Edwin Fernández, executive secretary of the Departmental Federation of Factory Workers, said that "the leaders of the Civic Committee of Santa Cruz and businessmen, the elites have deceived us and manipulated us because labor and economic problems of the workers were never discussed in the meeting."

"As the Civic Committee, we became confused with our demands, something strange happened because we did not hear our own proposals, the economic situation was forgotten and everything was political," added Gabriel Helbing, leader of the Departmental Workers Central of Santa Cruz.

Protection for land owners

In La Paz, Filemón Escobar, a senator and veteran labor leader, denounced that the election for prefects will provide protection to "the 1,024 people that are owners of 24 million hectares (59.5 million acres)" of land in Santa Cruz.
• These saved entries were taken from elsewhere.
Issue #1733, opened 2024-05-09
[SQL] Improve the representation of partitioned_rolling_aggregate in the compiler


mihaibudiu:
Currently the compiler cannot represent the type of the output of partitioned_rolling_aggregate, so it uses a "hack" to implement it, by representing internally a single node that generates two DBSP operators.

PR #1814, opened 2024-05-31
Unified signatures of rolling aggregate functions.

ryzhyk:
All rolling aggregate functions now have a uniform API: they take a Z-set indexed by timestamp and a closure that extracts partition id from the value.

### DIFF
--- a/crates/dbsp/src/operator/time_series/rolling_aggregate.rs
+++ b/crates/dbsp/src/operator/time_series/rolling_aggregate.rs
@@ -1,5 +1,3 @@
-use crate::dynamic::Erase;
-use crate::trace::BatchReaderFactories;
 use crate::{
     algebra::{MulByRef, UnsignedPrimInt},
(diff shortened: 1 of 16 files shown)


crates/dbsp/src/operator/time_series/rolling_aggregate.rs
```diff
@@ -120,36 +117,7 @@ where
...
-                }),
-            )
-            .typed()
-    }
-}
 
-impl<PK, TS, V> Stream<RootCircuit, OrdPartitionedIndexedZSet<PK, TS, DynDataTyped<TS>, V, DynData>>
-where
-    PK: DBData,
-    TS: DBData + UnsignedPrimInt,
```
mihaibudiu, line 150: I liked this constraint, is there some place to put it?

ryzhyk: good point, let me bring it back

mihaibudiu:
Fixes #1733

PR #1816, opened 2024-05-31
py: HTTP GET input connector

abhizer:

### DIFF
--- a/python/feldera/sql_context.py
+++ b/python/feldera/sql_context.py
@@ -426,7 +426,13 @@ class SQLContext:
         else:
             self.input_connectors_buffer[table_name] = [connector]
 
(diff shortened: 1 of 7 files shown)


python/feldera/sql_context.py
```diff
@@ -466,6 +466,46 @@ def connect_sink_kafka(self, view_name: str, connector_name: str, config: dict,
...
+
+        :param table_name: The name of the table.
+        :param connector_name: The unique name for this connector.
+        :param path: The URL to read the data from.
+        :param fmt: The format of the data in the URL.
+        """
+
+        fmt = fmt.to_dict()
+
+        if fmt.get("config").get("update_format") is None:
```
ryzhyk, line 488: Use a common function to validate input format here.

ryzhyk (approved):

PR #1821, opened 2024-06-01
Remove RwLock in storage cache.

gz:
@blp this is a somewhat straight forward translation for more concurrency in the buffer cache removing the RwLock and replacing BTrees/integers with concurrent skip-lists and atomics. There are a few things to double check though given you are more familiar with this code: 

- signature change of `fn get(&self, key: CacheKey) -> Option<&E>` to `fn get(&self, key: CacheKey) -> Option<E>`. I'm not sure if this is bad in practice to clone this on every get and if we need to do something about it (I haven't checked in detail).
- The insert operation on the btree removes the old value whereas in the concurrent skiplist it's two operations (remove, then insert). Does it have any implications on the code? (I didn't think so.)

### DIFF
--- a/Cargo.lock
+++ b/Cargo.lock
@@ -2805,6 +2805,16 @@ dependencies = [
 ]
 
 [[package]]
+name = "crossbeam-skiplist"
+version = "0.1.3"
+source = "registry+https://github.com/rust-lang/crates.io-index"
+checksum = "df29de440c58ca2cc6e587ec3d22347551a32435fbde9d2bff64e78a9ffa151b"
+dependencies = [
+ "crossbeam-epoch",
+ "crossbeam-utils",
+]
+
+[[package]]
 name = "crossbeam-utils"
 version = "0.8.19"
 source = "registry+https://github.com/rust-lang/crates.io-index"
@@ -3310,6 +3320,7 @@ dependencies = [
  "crc32c",
  "criterion",
  "crossbeam",
+ "crossbeam-skiplist",
  "crossbeam-utils",
  "csv",
  "derive_more",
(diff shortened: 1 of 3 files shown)


blp:
@gz Do you want a review on this? I'm a bit confused.

gz:
Sorry - I was trying to make this a draft for now until we figured out all the issues with the persistence in the demo.. this
seems to
help but it doesnt fix everything so maybe there is some other (more underlying) issue. I will continue to investigate a bit
more.

gz:
I gathered some more results...

using the databricks demo without a buffer cache:
> Training pipeline ran in 656.1624301320003 seconds

with this patch:
> Training pipeline ran in 341.09934776499995 seconds

so it is probably a useful change. when I profile this it still seems to spend a lot of time in the skiplist. So I'll try another variant where the cache is per-thread again to see how much we can improve here (how it would fare when things are ideal and there is no-contention)

blp:
Are you confident about correctness? Transforming variables individually into atomics or wrapping them in locks doesn't in general ensure that invariants are met. I haven't looked at this carefully yet but that seems to be the basic approach.

gz:
I don't think the old invariants will be met exactly. What *precisely* the new invariants are is a bit unclear with concurrency, unfortunately.

- `cur_cost` might not always be the total cost of everything in the cache during concurrent modification (but ideally the error should be bounded by the amount of threads modifying it concurrently)
- `evict_to` relies on `cur_cost`. It should probably take a snapshot of it instead of reading it permanently from the atomic. Otherwise, I can imagine a (contrived) scenario where the loop never returns now.
- `assert_eq!(self.cache.len(), self.lru.len());` no longer holds either (two concurrent data-structures), but I don't think it necessarily matters as long as long as `self.cache` and `self.lru` is consistent for the set of threads which are accessing the same batch
- This one also doesn't hold (because the previous assertion doesn't hold)
```
for (serial, key) in self.lru.iter() {
   assert_eq!(self.cache.get(key).unwrap().serial, *serial);
}
```

I'll think about the invariants a bit more and write them down, ideally as asserts.

gz:
closing in favor of https://github.com/feldera/feldera/pull/1853

PR #1835, opened 2024-06-04
py: add `PipelineResourceConfig` to configure pipeline resources

abhizer:
* also update the documentation for SQLContext


snkas (approved):
Looks good!

A more simple name like `resources` or is clear enough I think, similarly it can be `PipelineResources` without the config or even `Resources` could be sufficient. The distinction between pipeline and program I think should not be part of normal usage of `SQLContext`.

How I would likely use it would be:
```python
 sql = SQLContext(name, TEST_CLIENT, resources=Resources(
    cpu_cores_min=2,
    storage_mb_max=1000,
    storage_class="example"
 )).get_or_create()
```

ryzhyk (approved):

snkas (approved):

snkas (approved):

python/feldera/rest/feldera_client.py
```diff
@@ -77,16 +77,17 @@ def get_program(self, name: str, with_code: bool = False) -> Program:
...
         Compiles a SQL program
 
         :param program: The program to compile
+        :param config: Optional. The configuration for the compilation
         """
         body = {
             "code": program.code,
             "description": program.description or "",
-            "config": { "profile": "optimized" }
+            "config": config or {}
```
snkas, line 90: Default without config can still have profile optimized in it (minor comment). Just for consistency across the Python API that optimized is the default profile.

Issue #2253, opened 2024-08-14
[SQL] Clarify method to declare materialization for views


snkas:
The following SQL view declarations have the following materialized field results:
```
CREATE VIEW example1 WITH ('materialized' = 'false') AS SELECT 1; -- Result: materialized = false
CREATE VIEW example2 WITH ('materialized' = 'true') AS SELECT 1; -- Result: materialized = false
CREATE MATERIALIZED VIEW example3 WITH ('materialized' = 'false') AS SELECT 1; -- Result: materialized = true
CREATE MATERIALIZED VIEW example4 WITH ('materialized' = 'true') AS SELECT 1; -- Result: materialized = true
```

It would be clearer if either tables and views use the same method to declare materialization or that an error is thrown if the materialized property is used for views.

ryzhyk:
The `materialized` attribute is only defined for tables (since there is no `CREATE MATERIALIZED TABLE` syntax in SQL). I suppose we should raise an error if we encounter it in view declarations and advice the user to use `CREATE MATERIALIZED VIEW` instead.

PR #2256, opened 2024-08-14
[SQL] Give warnings about the 'materialized' property for views

mihaibudiu:
This also adds some Statistics for the Calcite optimizer, in the hope they would help with choosing good query plans. (So far they don't). Added one such statistic, which can be provided for a table using a property:

```
CREATE TABLE T( ... )
WITH (
  'expected_size' = 1000000
);
```

### DIFF
--- a/docs/sql/grammar.md
+++ b/docs/sql/grammar.md
@@ -131,8 +131,17 @@ See [Materialized Tables and Views](materialized.md) for more details.
 
 #### Append-only tables
 
+The `append_only` Boolean property describes tables that only support
+insertions.  Updates or deletes are not allowed in such tables.
+
 See [Streaming SQL Extensions, append-only
 tables](streaming.md#append-only-tables)
+
+#### Size hints
+
+The property `expected_size` can be used to pass information to the
+SQL compiler about the expected size of a table in steady state
+operation.  The value of this property should be an integer value.
 
 ### LATENESS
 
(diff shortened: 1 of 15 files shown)


mihaibudiu:
The size is expressed in rows.

mihaibudiu:
Fixes #2253

gz:
seems like a horrible property to have to specify as a user. Do we know how much benefit it brings?

``` 
'expected_size' = 1000000
```

mihaibudiu:
At this point I could detect no benefit, but probably if we used a good cost-based optimizer it could help.
If the connector provides such information, we should make it possible to retrieve it.
But otherwise I don't see how else you can tell the optimizer what to expect.
I don't think it's so horrible. It's much nicer than that connector json.

gz:
why something now when there is no benefit for it yet? 

it's not about the syntax, it's the fact that the user has to say what the table size is in advance when other system can easily infer it (yes, I get it that we can't in our design)

mihaibudiu:
I don't know if it's useless, maybe it works, have to perform more experiments.
Fighting with the Calcite optimizer.

gz:
if you really want something like that I suggest we add just three labels: small, large, huge so all one can do is specify size in relation to other tables

mihaibudiu:
we can refine this design, but the optimizer wants a number for now

PR #2259, opened 2024-08-15
Fix monitoring command.

gz:


ryzhyk (approved):

ryzhyk:
Maybe worth pointing out that this can be done from the UI (which will actually preserve the rest of the configuration)

PR #2260, opened 2024-08-15
[adapters] Speed up pausing/unpausing Kafka.

ryzhyk:
I noticed that setting `max_queue_size` to a small values (10000 or less in my use case) significantly reduced Kafka throughput.  This was due to the pause/unpause operation being very expensive.  This was in turn due to two factors:

* The POLL_TIMEOUT constant being too high (100ms), bounded the pause/unpause latency.

* Pausing the Kafka connector involves pausing all its partitions, which is an expensive operation as it flushes rdkafka's internal buffers, potentially dropping thousands of messages. Not pausing it is not possible in the current design, as rdkafka requires the consumer to keep polling to make sure that control traffic gets processed, so we must poll but without receiving any messages.

We solve the second problem by waiting for three seconds befor pausing the connector.  We don't poll during this time, so no messages get delivered.  If a resume command is received during this time, then we can go back to normal operation; otherwise we assume that this is a long-term pause and actually pause the partitions.

This commit also changes the connector so it doesn't kill polling threads while pausing, instead using the `park`/`unpark` API to suspend the workers while the connector is paused.

Overall, this is a temporary solution.  We probably need to rewrite this connector using the async API (if not a whole different Kafka crate).

### DIFF
--- a/Cargo.lock
+++ b/Cargo.lock
@@ -11,7 +11,7 @@ dependencies = [
  "actix-macros",
  "actix-rt",
  "actix_derive",
- "bitflags 2.5.0",
+ "bitflags 2.6.0",
  "bytes",
  "crossbeam-channel",
  "futures-core",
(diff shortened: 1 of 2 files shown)


blp (approved):
Everything Kafka-related is just hacks piled on hacks.

PR #2268, opened 2024-08-15
Add Flink hashmap test

aehmttw:

Flink hashmap and rocksdb will be both run and their results will be saved separately.

Currently running a workflow: https://github.com/feldera/feldera/actions/runs/10411715359


blp:
@gz It looks like you canceled the test run. Was it because there was a problem with this PR or for some other reason?

aehmttw:
> @gz It looks like you canceled the test run. Was it because there was a problem with this PR or for some other reason?

I think he said that he wanted to get another run on CI to happen first and he forgot to re-run it. I'll launch another run.

mihaibudiu (approved):

gz:
it looks like this benchmark job ran through so I'm going to merge it

PR #2270, opened 2024-08-16
scripts: Pass --events to Feldera SQL benchmark.

blp:
This used to be implicit because the number of events came from the number of events in the Kafka topic, but now that the events are internally generated it needs to be passed in.

Thanks to Mihai for reporting the problem.


aehmttw (approved):

mihaibudiu:
I think Matei reported the problem

blp:
Oops, sorry, I'll correct the commit message. When I read quickly M???i blend together for me sometimes.

PR #2276, opened 2024-08-17
Added TPC-H benchmark suite

aehmttw:

This PR adds the TPC-H benchmark to the suite. Two datasets are included, medium and large, and large is tested by default. You can change the dataset used by editing generate.py.

### DIFF
--- a/benchmark/feldera-sql/benchmarks/tpc-h/disabled-queries/q21.sql
+++ b/benchmark/feldera-sql/benchmarks/tpc-h/disabled-queries/q21.sql
@@ -1,0 +1,44 @@
+create view q21 (
+    s_name,
+    numwait
+) as
+select
+    s_name,
+    count(*) as numwait
+from
+    supplier,
+    lineitem l1,
+    orders,
+    nation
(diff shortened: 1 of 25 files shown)


blp:
This adds about 100M to the source tree and (given that Git uses gzip) about 30M to the repository. Because of how Git works, the latter is permanent: even if we delete the files later, the repo will still be that much bigger.

Does anyone have an opinion on whether this is a reasonable amount? I am not sure. If not, we can use some other strategy, such as sticking them on S3 for download or putting them in a separate repo.

aehmttw:
The original data is from https://github.com/dbtoaster/dbtoaster-experiments-data/tree/master/tpch, maybe we can grab it from there?

mihaibudiu:
add it to the script to download the data

blp:
Given that it's easily available I think it's better to grab it rather than embed it.

aehmttw:
Done, also the old files should no longer be in the commit history.

mihaibudiu (approved):

Issue #2228, opened 2024-08-12
[SQL] Computation on watermarks can cause panics


mihaibudiu:
This is because the initial waterline is "-infinity" (i.e., the minimum legal timestamp value), and many operations cannot cope with this value. An instance is shown in https://github.com/feldera/feldera/pull/2222#issuecomment-2285009963

mihaibudiu:
Here is a small reproduction:

```sql
        CREATE TABLE transaction (
            id bigint NOT NULL,
            unix_time BIGINT NOT NULL
        );
        
        CREATE TABLE feedback (
            id bigint,
            unix_time bigint LATENESS 3600 * 24
        );
        
        CREATE VIEW TRANSACTIONS AS
        SELECT t.*
        FROM transaction as t JOIN feedback as f
        ON t.id = f.id
        WHERE t.unix_time >= f.unix_time - 3600 * 24 * 7 ;
```

ryzhyk:
Ran into this again. Will make a reproduction later.

mihaibudiu:
I can imagine at least one case where this can happen: consider an input that produced an intermediate result that is is empty (e.g., due to a filter), the subsequent waterlines will not be updated in the first step. So they can fail in the second step. But it would be nice to see whether the discovered failure case is because of this scenario, or there are more cases to consider.

PR #2293, opened 2024-08-20
[SQL] Start to compute waterline upper bounds only when some data has…

mihaibudiu:


mihaibudiu:
Fixes #2228

ryzhyk (approved):
Fixes the problem for me

PR #2295, opened 2024-08-20
Enable query q13 in nexmark

mihaibudiu:
This PR cannot be merged until we make a few other changes:
- the nexmark connector needs to populate the newly introduced `side_input` table
- the Calcite PR https://github.com/apache/calcite/pull/3924 is merged

### DIFF
--- a/benchmark/feldera-sql/benchmarks/nexmark/table.sql
+++ b/benchmark/feldera-sql/benchmarks/nexmark/table.sql
@@ -74,3 +74,8 @@ CREATE TABLE bid (
         }}
     }}
 ]');
+CREATE TABLE side_input (
+  date_time TIMESTAMP,
+  key BIGINT,
+  value VARCHAR
+);
--- a/benchmark/feldera-sql/benchmarks/nexmark/table.sql
+++ b/benchmark/feldera-sql/benchmarks/nexmark/table.sql
@@ -78,4 +78,19 @@ CREATE TABLE side_input (
   date_time TIMESTAMP,
   key BIGINT,
   value VARCHAR
-);
+) WITH ('connectors' = '[{{
+  "transport": {{
+      "name": "datagen",
+      "config": {{
+        "plan": [
+          {{
+            "limit": 100,
+            "fields": {{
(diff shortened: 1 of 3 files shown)


mihaibudiu:
@blp, q13 needs one more nexmark table

blp:
> @blp, q13 needs one more nexmark table

Is that the "side_input" thing? At least in the Rust implementation, that's just a file with contents that look like the output of `seq 0 9999 | sed 's/^\(.*\)$/\1,\1/'`. I think you can use the datagen connector for that.

benchmark/feldera-sql/benchmarks/nexmark/table.sql
```diff
@@ -78,4 +78,19 @@ CREATE TABLE side_input (
...
-);
+) WITH ('connectors' = '[{{
+  "transport": {{
+      "name": "datagen",
+      "config": {{
+        "plan": [
+          {{
+            "limit": 100,
+            "fields": {{
+              "name": {{ "range": [1724444408000, 4102444800000] }},
```
gz, line 89: the `name` field doesn't exist? did you mean `date_time`?

gz (approved):

benchmark/feldera-sql/benchmarks/nexmark/table.sql
```diff
@@ -74,3 +74,23 @@ CREATE TABLE bid (
...
+) WITH ('connectors' = '[{{
+  "transport": {{
+      "name": "datagen",
+      "config": {{
+        "plan": [
+          {{
+            "limit": 100,
+            "fields": {{
+              "date_time": {{ "range": [1724444408000, 4102444800000] }},
+              "key": {{ "range": [0, 100] }}
```
gz, line 90: since you have limit: 100, you don't need to specify anything for key here, should fill it from 0..99 without this line

mihaibudiu: that's ok, I am not sending another commit for this change
thanks for the hint

Issue #2251, opened 2024-08-14
WebConsole unresponsive under load with change stream


ryzhyk:
I now tested this with a fast connection. The WebConsole indeed becomes unresponsive when receiving a large number of updates in the change stream. The WebConsole is not required to keep up with the backend, so we need a protocol to read from the HTTP connection only as many records as the WebConsole can process efficiently.

PR #2297, opened 2024-08-21
Fix WebConsole unresponsive under load with change stream

Karakatiza666:
Fix https://github.com/feldera/feldera/issues/2251

Now UI should be responsive when viewing change stream of high-throughput pipelines  (save for some sluggishness when resizing layout panels).

The new implementation stops processing and drops previous chunk of change stream JSON if a new one is received before previous one is fully displayed

Also: improve reliability of bottom snap of changes scroll list

Fix https://github.com/feldera/feldera/issues/2311 : Table names remain in the Change Stream after renaming the table


gz:
this button didn't work for me (maybe because the pipeline was stopped?)
Screenshot from 2024-08-26 10-43-04

gz (approved):

Karakatiza666:
> this button didn't work for me
There was an issue when repeatedly using this button on a paused pipeline. Fixed now

PR #2301, opened 2024-08-21
[SQL] Implement the NOW table as a generator

### LINKED ISSUE #2235: [SQL] [adapter] Create an adapter to populate the NOW table
The adapter has to insert a new TIMESTAMP value every step.
It should not delete the previous value.

mihaibudiu:
Fixes #2235

### DIFF
--- a/docs/sql/datetime.md
+++ b/docs/sql/datetime.md
@@ -297,25 +297,9 @@ computation on whole days.
 
 ## Non-deterministic functions
 
-Since DBSP is a *deterministic* query engine, it supports real-time
-based functions in way which is different from other SQL engines.
-Currently the only such function supported is `NOW`.  This function
-returns a `TIMESTAMP` value.
-
-When a program uses the `NOW` function, the following input table is
-automatically injected by the compiler:
-
-```sql
-CREATE TABLE NOW(now TIMESTAMP NOT NULL LATENESS INTERVAL 0 SECONDS);
-```
-
-All invocations of the `NOW()` function within the program
-will produce the last value inserted in this table.
-
-This table does not currently get populated automatically.  Instead,
-the user is responsible for supplying the data to this table.  In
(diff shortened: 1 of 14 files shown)


docs/sql/datetime.md
```diff
@@ -297,36 +297,16 @@ computation on whole days.
...
-
-This table does not currently get populated automatically.  Instead,
-the user is responsible for supplying the data to this table.  In
-every step of the circuit the user has to insert a new value in this
-table, which should be larger than the previous value.
+| Operation     | Description         | Example                        |
+|---------------|---------------------|--------------------------------|
+| `NOW`         | Returns a timestamp | `NOW()` => 2024-07-10 00:00:00 |
 
 :::warning
```
lalithsuresh, line 304: I think you need something to close the warning. Right now, all content after it shows up as a warning.

docs/sql/datetime.md
```diff
@@ -297,36 +297,16 @@ computation on whole days.
...
 
 Programs that use `NOW()` can be very inefficient.  For example, a
```
lalithsuresh, line 306: Are there programs using now() that will be efficient though? E.g., if it's just a projection that adds a column in a view which is then used for an ASOF join or something?

mihaibudiu: that's what I am fixing now

docs/sql/datetime.md
mihaibudiu: I thought I did. IT's just :::

lalithsuresh: Ah, if you no longer see it when viewing with `yarn start` then it's fine.

mihaibudiu: it may have gotten lost in the edits when I moved this text to a different file.
I will add it back before I merge.

PR #3192, opened 2024-12-19
[SQL] Correctly implement outer joins

### LINKED ISSUE #3154: [SQL] Outer join implementation produces incorrect results for multisets

mihaibudiu:
Fixes #3154 

The previous implementation was only correct for joins on sets. The previous implementation used DISTINCT and EXCEPT (DBSP subtract) to compute the left and right sets that are added to an INNER JOIN when implementing an OUTER JOIN.

This implementation uses Anti Joins, a primitive DBSP operator, to correctly compute the correct "difference" between multisets.

The optimization that trims unused fields does not currently work with the code generated for an outer join, but this will be fixed in a future PR.


mihaibudiu:
Fixes #3154

mihaibudiu:
Here is a plan showing an outer join implementation:

final

ryzhyk (approved):

PR #3206, opened 2024-12-20
pipeline-manager: pipeline unreachable status code 503 instead of 500

snkas:
The service is not available (503) rather than that an internal error (500) occurred.


gz (approved):
do some openapi error return codes need to be updated?

snkas:
Not at this moment in this PR, but in general they should be: tracking it in issue https://github.com/feldera/feldera/issues/3207

PR #3224, opened 2024-12-23
[SQL] Point to the right column name on foreign key validation failure

### LINKED ISSUE #3219: SQL identifier error source location reported incorrectly in a FOREIGN KEY declaration
```
CREATE TABLE CUSTOMER (
    "cc_NUM" BIGINT NOT NULL PRIMARY KEY
);

CREATE TABLE TRANSACTION (
    "cc_NUM" BIGINT NOT NULL,
    FOREIGN KEY ("cc_NUM") REFERENCES CUSTOMER(cc_NUM)
)
```
In the following error the source position should point to the second occurrence of a string `cc_NUM`
```
Column not found:
Table 'customer' does not have a column named 'cc_num'
    7|    FOREIGN KEY ("cc_NUM") REFERENCES CUSTOMER(cc_NUM)
                       ^^^^^^^^
    8|)
```

mihaibudiu:
Fixes #3219


Karakatiza666 (approved):
Error positions for mismatch in both source and target foreign key field name are now reported correctly

PR #3232, opened 2024-12-24
py: add ROW type tests for COUNT aggregate and tests returning empty

rivudhk:
Contains:
1. ROW type tests for COUNT aggregate
2. Tests that return Empty for various aggregates

### DIFF
--- a/python/tests/aggregate_tests/test_row_count_col.py
+++ b/python/tests/aggregate_tests/test_row_count_col.py
@@ -1,0 +1,58 @@
+from .aggtst_base import TstView
+
+
+class aggtst_row_count_col(TstView):
+    def __init__(self):
+        # checked manually
+        self.data = [{"c1": 5}]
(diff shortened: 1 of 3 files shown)


python/tests/aggregate_tests/test_row_count_col.py
```diff
@@ -0,0 +1,58 @@
+from .aggtst_base import TstView
+
+
+class aggtst_row_count_col(TstView):
```
mihaibudiu, line 4: these do not seem to return empty sets, do they belong in this PR?

rivudhk: Only COUNT was left for ROW type so I created a single PR for them and empty sets.

mihaibudiu: but do we have tests for ROW where the result is empty?

mihaibudiu (approved):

Florencio Peralta, leader of campesinos de Potosí, said the civic leaders of Santa Cruz were not looking for autonomy of the eastern region but instead aimed to avoid the celebration of the Constituent Assembly in order that a second agrarian reform could not be consolidated.

Deputy Evo Morales, leader of MAS, said "the elite oligarchy of Santa Cruz, with financing from the United States, succeeded in dividing Bolivians and confuse the people of Santa Cruz with the demand for autonomy to avoid the trial of Sánchez de Lozada, the approval of Hydrocarbons Law and the celebration of the Constituent Assembly.

"It is not a matter of consolidating autonomy, which for sure should be debated in the constituent assembly, but to protect Sánchez de Lozada and protect interests such as land and hydrocarbons ownership," he added.